The world is now a sadder place


----------



## Ducatiboy stu (8/2/17)

The world id now a sadder place



sp0rk said:


> Stu will be devastated


Fuckers

Fuckedup all my recipe's

******* hipsters and their fancy hops...****'em


----------



## Mardoo (8/2/17)

Others will grow it. There's a whole new generation of small commercial growers coming up, some of whom frequent this forum.


----------



## nosco (8/2/17)

I did the tour of the HPA farms a few years ago. They said that once upon a time POR was %80 of their crops. But they were slowly going out business so they had to develop new hops.


----------



## Black Devil Dog (8/2/17)

Now that it's unfashionable, it'll become fashionable.


----------



## Mardoo (8/2/17)

It'll need to grow a beard first.


----------



## Black Devil Dog (8/2/17)

I blame beards for its demise.


----------



## Weizguy (8/2/17)

Black Devil Dog said:


> I blame beards for its demise.


Not me and my beard. We both enjoy the mighty POR and have been advocates since the early days on this forum, with a little encouragement from MHB.
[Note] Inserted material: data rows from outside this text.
Issue #7270, opened 2018-01-27
Code.string_to_quoted raises exception instead of returning error


schnittchen:
### Environment

* Elixir & Erlang versions (elixir --version):
```
Erlang/OTP 20 [erts-9.2] [source] [64-bit] [smp:8:8] [ds:8:8:10] [async-threads:10] [hipe] [kernel-poll:false]

Elixir 1.6.0 (compiled with OTP 20)
```
* Operating system: 
Arch Linux

### Current behavior

```
iex(10)> "\"\\x\"" |> Code.string_to_quoted
** (ArgumentError) missing hex sequence after \x, expected \xHH
    (elixir) src/elixir_interpolation.erl:155: :elixir_interpolation.unescape_hex/3
    (elixir) src/elixir_interpolation.erl:81: :elixir_interpolation."-unescape_tokens/2-lc$^0/1-0-"/2
    (elixir) src/elixir_tokenizer.erl:580: :elixir_tokenizer.handle_strings/6
    (elixir) lib/code.ex:568: Code.string_to_quoted/2
```

### Expected behavior

Other syntax errors give a result of `{:error, _}`

schnittchen:
Very similarly:

```
** (ArgumentError) invalid Unicode sequence after \u, expected \uHHHH or \u{H*}
    (elixir) src/elixir_interpolation.erl:182: :elixir_interpolation.unescape_unicode/3
    (elixir) src/elixir_interpolation.erl:81: :elixir_interpolation."-unescape_tokens/2-lc$^0/1-0-"/2
    (elixir) src/elixir_tokenizer.erl:580: :elixir_tokenizer.handle_strings/6
    (elixir) lib/code.ex:568: Code.string_to_quoted/2
```

schnittchen:
I'm fuzzing code with StreamData and rescued those two cases. It looks like there is nothing more coming.

schnittchen:
Here is another one:

```
iex(23)> ".\"\#{}\"" |> Code.string_to_quoted 
** (CaseClauseError) no case clause matching: {1, 7, [{{1, 3, 1}, []}], []}
    (elixir) src/elixir_tokenizer.erl:636: :elixir_tokenizer.handle_dot/6
    (elixir) lib/code.ex:568: Code.string_to_quoted/2
```

schnittchen:
[...]

PR #7809, opened 2018-06-27
Move `Code.string_to_quoted` error logic up

drincruz:
As discussed in #7270, it would help if we moved up the error logic out of Erlang. So, instead of raising an exception, we'll return an error tuple.
Currently, this will only fix the Hex error use case, so does not completely resolve this issue. But, if this is the route we want to take, I can work on the other usecases.

### DIFF
--- a/lib/elixir/lib/code.ex
+++ b/lib/elixir/lib/code.ex
@@ -661,8 +661,12 @@ defmodule Code do
     file = Keyword.get(opts, :file, "nofile")
     line = Keyword.get(opts, :line, 1)
 
-    with {:ok, tokens} <- :elixir.string_to_tokens(to_charlist(string), line, file, opts) do
-      :elixir.tokens_to_quoted(tokens, file, opts)
+    case :elixir.string_to_tokens(to_charlist(string), line, file, opts) do
+      {:ok, tokens} ->
+        :elixir.tokens_to_quoted(tokens, file, opts)
+
+      {:error, _error_msg} = error ->
+        error
     end
   end
 
--- a/lib/elixir/src/elixir_interpolation.erl
+++ b/lib/elixir/src/elixir_interpolation.erl
@@ -78,7 +78,13 @@ unescape_tokens(Tokens) ->
   unescape_tokens(Tokens, fun unescape_map/1).
 
 unescape_tokens(Tokens, Map) ->
-  [unescape_token(Token, Map) || Token <- Tokens].
+  try [unescape_token(Token, Map) || Token <- Tokens] of
+    Unescaped ->
+      {ok, Unescaped}
+  catch
+    {error, _Reason} = Error ->
+      Error
+  end.
 
 unescape_token(Token, Map) when is_binary(Token) -> unescape_chars(Token, Map);
 unescape_token(Other, _Map) -> Other.
@@ -151,8 +157,7 @@ unescape_hex(<<${, A, B, C, D, E, F, $}, Rest/binary>>, Map, Acc) when ?is_hex(A
   append_codepoint(Rest, Map, [A, B, C, D, E, F], Acc, 16);
 
 unescape_hex(<<_/binary>>, _Map, _Acc) ->
-  Msg = <<"missing hex sequence after \\x, expected \\xHH">>,
-  error('Elixir.ArgumentError':exception([{message, Msg}])).
+  throw({error, "missing hex sequence after \\x, expected \\xHH"}).
 
 %% Finish deprecated sequences
 
--- a/lib/elixir/src/elixir_tokenizer.erl
+++ b/lib/elixir/src/elixir_tokenizer.erl
@@ -609,8 +609,13 @@ handle_strings(T, Line, Column, H, Scope, Tokens) ->
       Token = {Key, {Line, Column - 1, nil}, Unescaped},
       tokenize(Rest, NewLine, NewColumn + 1, Scope, [Token | Tokens]);
     {NewLine, NewColumn, Parts, Rest} ->
-      Token = {string_type(H), {Line, Column - 1, nil}, unescape_tokens(Parts, Scope)},
-      tokenize(Rest, NewLine, NewColumn, Scope, [Token | Tokens])
+      case unescape_tokens(Parts, Scope) of
+        {error, Msg} ->
+          {error, {Line, Column, Msg, [H]}, Rest, Tokens};
+        Unescaped ->
+          Token = {string_type(H), {Line, Column - 1, nil}, Unescaped},
+          tokenize(Rest, NewLine, NewColumn, Scope, [Token | Tokens])
+      end
   end.
 
 handle_unary_op([$: | Rest], Line, Column, _Kind, Length, Op, Scope, Tokens) when ?is_space(hd(Rest)) ->
@@ -876,7 +881,12 @@ extract_heredoc_line(Marker, Rest, Buffer, _Counter) ->
   extract_heredoc_line(Marker, Rest, Buffer).
 
 unescape_tokens(Tokens, #elixir_tokenizer{unescape=true}) ->
-  elixir_interpolation:unescape_tokens(Tokens);
+  case elixir_interpolation:unescape_tokens(Tokens) of
+    {ok, UnescapedTokens} ->
+      UnescapedTokens;
+    {error, _Reason} = Error ->
+      Error
+    end;
 unescape_tokens(Tokens, #elixir_tokenizer{unescape=false}) ->
   Tokens.
 
--- a/lib/elixir/test/elixir/code_test.exs
+++ b/lib/elixir/test/elixir/code_test.exs
@@ -118,6 +118,11 @@ defmodule CodeTest do
       assert string_to_quoted.("foo + bar") == {:ok, {:+, [line: 1, column: 5], [foo, bar]}}
     end
 
+    test "returns an error tuple on hex errors" do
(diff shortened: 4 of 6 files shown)


lib/elixir/lib/code.ex
```diff
@@ -661,8 +661,12 @@ defmodule Code do
     file = Keyword.get(opts, :file, "nofile")
     line = Keyword.get(opts, :line, 1)
 
-    with {:ok, tokens} <- :elixir.string_to_tokens(to_charlist(string), line, file, opts) do
-      :elixir.tokens_to_quoted(tokens, file, opts)
+    case :elixir.string_to_tokens(to_charlist(string), line, file, opts) do
```
josevalim: Just a note: the code before and after are equivalent. However, your version is clearer, so let's stick with it. :)

lib/elixir/src/elixir_interpolation.erl
```diff
@@ -78,9 +78,24 @@ unescape_tokens(Tokens) ->
   unescape_tokens(Tokens, fun unescape_map/1).
 
 unescape_tokens(Tokens, Map) ->
-  [unescape_token(Token, Map) || Token <- Tokens].
```
josevalim: This is one of the few cases where I think a `throw` would be clearer. So something like this:

```erlang
unescape_tokens(Tokens, Map) ->
  try [unescape_token(Token, Map) || Token <- Tokens] of
    Unescaped -> {ok, Unescaped}
  catch
    {error, _Msg} = Error -> Error
  end.
```

This way you can keep the implementation the same, all you need to do is to replace the ArgumentError by a throw.

lib/elixir/src/elixir_tokenizer.erl
```diff
@@ -609,8 +609,13 @@ handle_strings(T, Line, Column, H, Scope, Tokens) ->
       Token = {Key, {Line, Column - 1, nil}, Unescaped},
       tokenize(Rest, NewLine, NewColumn + 1, Scope, [Token | Tokens]);
     {NewLine, NewColumn, Parts, Rest} ->
-      Token = {string_type(H), {Line, Column - 1, nil}, unescape_tokens(Parts, Scope)},
-      tokenize(Rest, NewLine, NewColumn, Scope, [Token | Tokens])
+      UnescapedToken = unescape_tokens(Parts, Scope),
+      case UnescapedToken of
+        {error, _Msg} = Error -> Error;
```
josevalim: I don't think we should introduce a new error tuple which is {error, String}. Let's change this line so it returns: `{error, {Line, Column, Message, string_type(H)}, Rest, Tokens}`. This way you won't have to change any of the calls to `:elixir.string_to_token` and ultimately the code will be simpler.

fertapric: Checking the coding style of this file, it seems right-hand clauses are only kept in the same line if all the clauses are kept as single lines. The same applies to the `unescaped_tokens` function in `lib/elixir/src/elixir_interpolation.erl`

lib/elixir/test/elixir/code_test.exs
```diff
@@ -118,6 +118,11 @@ defmodule CodeTest do
       assert string_to_quoted.("foo + bar") == {:ok, {:+, [line: 1, column: 5], [foo, bar]}}
     end
 
+    test "returns an error tuple on hex errors" do
+      assert Code.string_to_quoted("\"\\x\"") ==
+               {:error, "missing hex sequence after \\x, expected \\xHH"}
```
josevalim: This is changing the contract of `Code.string_to_quoted` which returns errors in the format `{error, Tuple}`. So let's proceed as [described here](https://github.com/elixir-lang/elixir/pull/7809/files#r198758547) so we can keep all the error formats the same!

lib/elixir/src/elixir_tokenizer.erl
drincruz: thanks! I'm a bit unfamiliar with the style guide, so I trust your judgement! I'll make updates!

lib/elixir/src/elixir_interpolation.erl
```diff
@@ -151,8 +165,7 @@ unescape_hex(<<${, A, B, C, D, E, F, $}, Rest/binary>>, Map, Acc) when ?is_hex(A
   append_codepoint(Rest, Map, [A, B, C, D, E, F], Acc, 16);
 
 unescape_hex(<<_/binary>>, _Map, _Acc) ->
-  Msg = <<"missing hex sequence after \\x, expected \\xHH">>,
-  error('Elixir.ArgumentError':exception([{message, Msg}])).
+  throw(missing_hex_sequence).
```
drincruz: I was not sure what we would want to throw here and am not sure how we all feel about just throwing `missing_hex_sequence`. ❔

josevalim: This is totally fine but you can also do `throw({error, Msg})` and you catch and return the tuple later on.

drincruz: Brilliant! That sounds like the route we'd want. Let me update! 👍

lib/elixir/src/elixir_interpolation.erl
```diff
@@ -78,9 +78,23 @@ unescape_tokens(Tokens) ->
   unescape_tokens(Tokens, fun unescape_map/1).
 
 unescape_tokens(Tokens, Map) ->
-  [unescape_token(Token, Map) || Token <- Tokens].
+  try [unescape_token(Token, Map) || Token <- Tokens] of
```
josevalim: We should need a try/catch  only on `unescape_tokens` as `unescape_token` itself is private.

lib/elixir/src/elixir.erl
```diff
@@ -348,6 +348,7 @@ parser_line(Meta) ->
   end.
 
 to_binary(List) when is_list(List) -> elixir_utils:characters_to_binary(List);
+to_binary(Binary) when is_binary(Binary) -> Binary;
```
josevalim: Why is this change necessary?

lib/elixir/src/elixir_parser.yrl
```diff
@@ -903,6 +903,8 @@ string_parts(Parts) ->
   [string_part(Part) || Part <- Parts].
 string_part(Binary) when is_binary(Binary) ->
   Binary;
+string_part({error, ErrorMsg}) ->
+  {error, ErrorMsg};
```
josevalim: This should no longer be necessary either.

lib/elixir/src/elixir_tokenizer.erl
```diff
@@ -609,8 +609,13 @@ handle_strings(T, Line, Column, H, Scope, Tokens) ->
       Token = {Key, {Line, Column - 1, nil}, Unescaped},
       tokenize(Rest, NewLine, NewColumn + 1, Scope, [Token | Tokens]);
     {NewLine, NewColumn, Parts, Rest} ->
-      Token = {string_type(H), {Line, Column - 1, nil}, unescape_tokens(Parts, Scope)},
-      tokenize(Rest, NewLine, NewColumn, Scope, [Token | Tokens])
+      Unescaped = unescape_tokens(Parts, Scope),
```
josevalim: Let's return `{ok, Unescaped} | {error, Msg}`

lib/elixir/src/elixir_tokenizer.erl
```diff
@@ -609,8 +609,13 @@ handle_strings(T, Line, Column, H, Scope, Tokens) ->
...
+      case Unescaped of
+        {error, Msg} -> {error, {Line, Column, Msg, string_type(H)}, Rest, Tokens};
```
josevalim: Sorry, I gave a bad advice, the fourth element should be `[H]`.

lib/elixir/src/elixir.erl
drincruz: oh I was getting an error since we are passing a binary from the error message [here](https://github.com/elixir-lang/elixir/pull/7809/files#diff-8e79b6aba4faa9923e1ed2defe97e290R614).

lib/elixir/src/elixir_interpolation.erl
drincruz: @josevalim Oh! thank you for bearing with me on all of these erlang changes! 😬 i'll update.

lib/elixir/src/elixir.erl
josevalim: I see. It is the same "principle" as before then. We should not introduce new "formats" for returning errors. We already have a well defined tuple, we should stick to it. :)

lib/elixir/src/elixir_interpolation.erl
```diff
@@ -78,7 +78,13 @@ unescape_tokens(Tokens) ->
...
+    Unescaped ->
+      {ok, Unescaped}
```
drincruz: so, with this change to return an `ok | error` tuple, i needed to update Kernel and Macro slightly to respect this change as well.

josevalim: Yes, exactly. You should also change the macro ones to raise on error, as otherwise it would be a breaking change. So it would be something like:

```elixir
case :elixir_interpolation.unescape_tokens(...) do
  {:ok, value} -> value
  {:error, reason} -> raise ArgumentError, to_string(reason)
end
```

drincruz: that makes sense. this is a small change, i can get this updated PR in soon. 👍

josevalim:

PR #7810, opened 2018-06-28
disambiguate def/2 docs regarding anonymous functions

davydog187:
I was reading through the docs, and I can see how `single` here can be misconstrued to mean functions of arity 1. I think that sole makes it clearer as referring to a sole arity instead of a single arity function.


josevalim:

PR #7812, opened 2018-06-28
Updated docs für GenServer.terminate

h4cc:
Tried to make the docs more clear that manual cleanup is not needed for opened sockets and files.


michalmuskala:
Thank you! :heart:

PR #7852, opened 2018-07-10
Support adding arbitrary docs metadata with `@doc keyword()`

### LINKED ISSUE #7830: Rename @since ... to @doc since: ...
The new docs chunk has a metadata field but currently there is no way for us to attach metadata besides using specific attributes like `@since`. However, if we need to add a new module attribute for each possible documentation, it won't scale. Things are made worse by the fact that we would need `@since`, `@modulesince` and `@typesince`.

To solve this problem, we should allow a keyword list to be given to `@doc`, `@moduledoc` and `@typedoc` which will be stored and attached as metadata.

So this code:

```elixir
@since "1.3.0"
def foo
```

will become:

```elixir
@doc since: "1.3.0"
def foo
```

This means this feature is now automatically available to types and modules too:

```elixir
@moduledoc since: "1.3.0"
```

and we can attach any metadata we want, for example:

```elixir
@moduledoc authors: ["Alice", "Bob"],
           cross_references: [AnotherModule]
```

I made a Cooper's Sparkling Ale-y beer a few weekends ago, 45 litre batch using ol' mate POR. Looking forward to it.

Shame that Tony is not here to comment, as Defender of the POR.


----------



## Randai (8/2/17)

Maybe I can get some tips on how to use POR, because I have used it several times after reading many positive comments on it.
I used it in a few pale ales, as bittering, with an english yeast (wyeast 1469) and it came out real twangy.
Does it mix well with certain yeasts and this was just a combination that goes wrong.
See I've had coopers and think its great, so I think there is just some combination of ingredients/yeast I am not hitting with it.

Maybe a straight pilsner/lager might be better?


----------



## rude (8/2/17)

Recon it's a ripper for stout


----------



## MHB (8/2/17)

Les the Weizguy said:


> Not me and my beard. We both enjoy the mighty POR and have been advocates since the early days on this forum, with a little encouragement from MHB. TY
> 
> I made a Cooper's Sparkling Ale-y beer a few weekends ago, 45 litre batch using ol' mate POR. Looking forward to it. Have to call in some time soon
> 
> Shame that Tony is not here to comment, as Defender of the POR. (can live without him thanks)


I've always liked it for bitter/best bitter... but am fairly impressed with Super Pride to, a little less harsh than POR at higher bitterness's (say over 35 IBU).
I think the old Fosters group stoped using POR (or any other hops) in their beer a long time ago, all post fermentation Iso additions, the Tooheys group have as far as I know been using Super for a couple of decades.

More and more of the global hop production is going to Extract and Iso production, hops like Super and particularly hops like Topaz and Galaxy are breed for the extract market.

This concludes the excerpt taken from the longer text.